- Directed by: George Sherman
- Screenplay by: Dan Pepper Burt Picard
- Story by: Dan Pepper
- Produced by: Sam Katzman
- Starring: Van Johnson Jean-Pierre Aumont Dany Carrel
- Cinematography: Basil Emmott
- Edited by: Edwin H. Bryant Gordon Pilkington
- Music by: Mischa Bakaleinikoff
- Production company: Clover Productions
- Distributed by: Columbia Pictures
- Release date: October 19, 1960;
- Running time: 75 minutes
- Country: United States
- Language: English

= The Enemy General =

The Enemy General is a 1960 American drama war film directed by George Sherman and starring Van Johnson.

The film was shot on location in Europe.

==Plot==
The setting is World War II. An Office of Strategic Services agent, working with the French Resistance, ambushes a Nazi convoy with a high-ranking general, who escapes.
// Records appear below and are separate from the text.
PR #151, opened 2017-11-07
Fixes #21464 - Remove Pulp oauth support

sean797:


ehelms:
Small breakage here in the linting. Looks good otherwise.

sean797:
Ah thanks @ehelms. Updated

PR #154, opened 2018-01-03
refs #21350 - allow config of TLS version on 8443

stbenjam:


ehelms:
We may also need to set this on `pulp::crane`.

stbenjam:
@ehelms Updated

ekohl:
> We may also need to set this on pulp::crane.

Since that defaults to undef it can already be overridden on a global apache level.

manifests/init.pp
```diff
@@ -127,6 +131,7 @@
       key      => $certs::apache::apache_key,
       ca_cert  => $certs::ca_cert,
       data_dir => '/var/lib/pulp/published/docker/v2/app',
+      ssl_protocol => $ssl_protocol,
```
ekohl: Alignment is off

stbenjam: Fixed

PR #158, opened 2018-01-25
Allow use of puppet-qpid 4.X

ehelms:


metadata.json
```diff
@@ -30,7 +30,7 @@
     },
     {
       "name": "katello-qpid",
-      "version_requirement": ">= 3.0.0 < 4.0.0"
+      "version_requirement": ">= 3.0.0 < 5.0.0"
```
ekohl: It will actually not work with < 4.0 versions

ehelms:
Good catch -- updated

ekohl:
https://github.com/theforeman/puppet-foreman_proxy/pull/407 will release 7.0 and would break metadata again. Mind including that too? :)

PR #160, opened 2018-02-26
make all repo types configurable

jlsherrill:


manifests/init.pp
```diff
@@ -190,10 +203,11 @@
       require => Class['certs'],
     }
     ~> class { '::pulp':
-      enable_rpm             => true,
-      enable_puppet          => true,
-      enable_docker          => true,
       enable_ostree          => $enable_ostree,
+      enable_rpm             => $enable_yum or $enable_file,
```
sean797: shouldn't there be `enable_iso => $enable_file` ?

It was added recently ;) https://github.com/theforeman/puppet-pulp/commit/1faa3e7d204edd828031627bca494ae1c654388d

sean797: I think your also need to update the minimum version in `metadata.json`

jlsherrill: ahhhh, didn't realize this was a thing now.  @sean797  It doesn't look like that actually would work on its own without enabling yum (since the yum plugin wouldn't be installed, or am i misreading something?)

sean797: Ah yes, I think you'ee right :( https://github.com/theforeman/puppet-pulp/pull/309 :wink:

jlsherrill: updated!

jlsherrill:
ahhh right, updated!

jlsherrill:
@sean797 look good now?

Later they take him from a Nazi prison and smuggle him to England.

==Cast==
- Van Johnson as Captain Allan Lemaire
- Jean-Pierre Aumont as Lionel Durand
- Dany Carrel as Lisette
- John Van Dreelen as SS-Gruppenführer Ernest Bruger
- Françoise Prévost as Nicole
- Hubert Noël as Claude
- Jacques Marin as Marceau
- Gérard Landry as Navarre
- Edward Fleming as Sergeant Allen
- Paul Bonifas as Mayor
- Paul Muller as Major Zughoff

==Novelization==
A novelization of the screenplay was issued by Monarch Books in May 1960—about two months in advance of the film's release (as was often customary in the era). The by-line was given as "Dan Pepper & Max Gareth". Both names were pseudonyms. "Dan Pepper", also credited as co-screenwriter, was a joint pseudonym for Lou Morheim (who would become a noted screenwriter and producer under his own name) and American novelist Stuart James.